ランボルギーニの「ウラカン EVO」が日本初公開された

 アウトモビリ・ランボルギーニ・ジャパンは3月8日、都内で次世代スーパースポーツカー「ウラカン EVO」を日本初公開した。価格は2984万3274円(税別)。

 日本市場で今春からデリバリーがスタートするウラカン EVOは、最高出力470kW(640HP)/8000rpm、最大トルク600Nm/6500rpmを発生するV型10気筒5.2リッターエンジンを搭載し、「7速LDF(ランボルギーニ・ドッピア・フリツィオーネ)」と呼ばれる7速デュアルクラッチトランスミッション、ハルデックス製の第5世代4輪駆動システムを採用。乾燥重量は1422kgでパワーウエイトレシオは2.22kg/HPとなり、0-100km/h加速2.9秒、0-200km/h加速9.0秒、最高速325km/hを実現している。

 このほか、ウラカン EVOの詳細は関連記事「ランボルギーニ、ビークルダイナミクス制御の予測ロジックを備えた新型『ウラカン EVO』」を参照していただきたい。

ウラカン EVO
ウラカン EVOのボディサイズは4520×1933×1165mm(全長×全幅×全高。全幅はドアミラーを除く)、ホイールベースは2620mm。乾燥重量は1422kg
ランボルギーニのカスタマイズ部門である アドペルソナムを利用すると、300種類以上のバリエーションで外観をカスタマイズできる
フロントが245/30 ZR20、リアが305/30 ZR20のピレリ「P ZERO」を採用。ブレーキはカーボンセラミックディスクを使い、アルミニウム製のキャリパーはフロント6ピストン、リア4ピストンとなる
リアタイヤの前方にある「HURACAN EVO」のロゴが、外観上で他のモデルとの大きな違い
「ウラカン・ペルフォルマンテ」でも採用するV型10気筒5.2リッター 自然吸気エンジンは、最高出力470kW(640HP)/8000rpm、最大トルク600Nm/6500rpmを発生
エンジンルーム内の廃熱を促すエアフローは既存のウラカンからさらに向上している
排出ガスがエアロダイナミクスに影響を与えないよう、エキゾーストエンドはリアバンパーの中段位置に設定

ウラカンはランボルギーニで最も成功した商品

アウトモビリ・ランボルギーニ・ジャパン カントリー・マネージャー フランチェスコ・クレシ氏

 日本初公開の発表会では、最初にアウトモビリ・ランボルギーニ・ジャパン カントリー・マネージャーのフランチェスコ・クレシ氏がウェルカムスピーチを実施。

 クレシ氏は、ウラカンが2003年にランボルギーニ初の自然吸気 V10エンジン搭載車としてデビューした「ガヤルド」の系譜に連なるモデルで、ウラカン EVOはその最新モデルになると紹介。
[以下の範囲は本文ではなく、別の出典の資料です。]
PR #1902, opened 2024-01-09
fix: yad status should be updated according to the new created ControllerRevision (#1879)

### LINKED ISSUE #1879: [BUG] YurtAppDaemon status currentRevision is not updated when yad change
**What happened**:
After editing yurt-app-daemon(yad)'s spec, another controllerRevision(cr) will be created and currentRevision in yad's status should be updated according to the new created cr. Currently, the status will not be updated.

yad's status currentRevision is up to date with the latest cr.

**Environment**:
- OpenYurt version: v1.4 
- Kernel (e.g. `uname -a`):
- Install tools:
- Others:

**others**

/kind bug

huangchenzhao:
After editing yad's spec, there is a new created ControllerRevision. 

However, yad's status isn't updated because the function updateStatus use param `currentRevision`, instead of the updated value. We can see that in https://github.com/openyurtio/openyurt/blob/master/pkg/yurtmanager/controller/yurtappdaemon/yurtappdaemon_controller.go#L203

ガヤルド、ウラカンと明確な進化を続け、2014年にデビューしたウラカンはガヤルドよりも販売台数を6割以上増やしており、「ランボルギーニで最も成功した商品」と位置付けた。

 その原動力となっているのは多様なユーザーニーズに対応するため、幅広いラインアップを用意していることだと語り、「乗って楽しいクルマ」「ライフスタイルのクルマ」「パフォーマンス指向のクルマ」とターゲットの異なる仕様を展開。2017年に導入を始めたウラカン・ペルフォルマンテはウラカンファミリーの頂点を極めるモデルだとした。

 成功を収めてきたウラカンをさらに進化させる存在であるウラカン EVOでは「次の動きを予測する」という技術進化を目指して開発を実施。それは市場の今後のトレンドを予測することだったと語った。

 最後にクレシ氏は、「日本はグローバルのトップ3に入る市場で、私たちのビジネスで本当に大切なマーケットになっています。2018年は559台のランボルギーニモデルを販売し、2017年から大幅な伸長であるほか、成長を続けています。2010年にはたった40台しか販売していなかったことを考えると素晴らしい実績だと感じます」。

「2019年は第3のモデルである『ウルス』を導入しており、これは今までのクルマとまったく違う革命的なクルマです。おかげさまでお客さまからも好評をいただき、日本でも大成功を博しております。ウルスを導入したおかげで、これまでのお客さまだけでなく、60~70%が新規のお客さまとなっていています。今年はウルス初のフルイヤーとなるので、年間で700台を販売することを目指しています」とコメントし、さらに販売を強化していくと意気込みを語った。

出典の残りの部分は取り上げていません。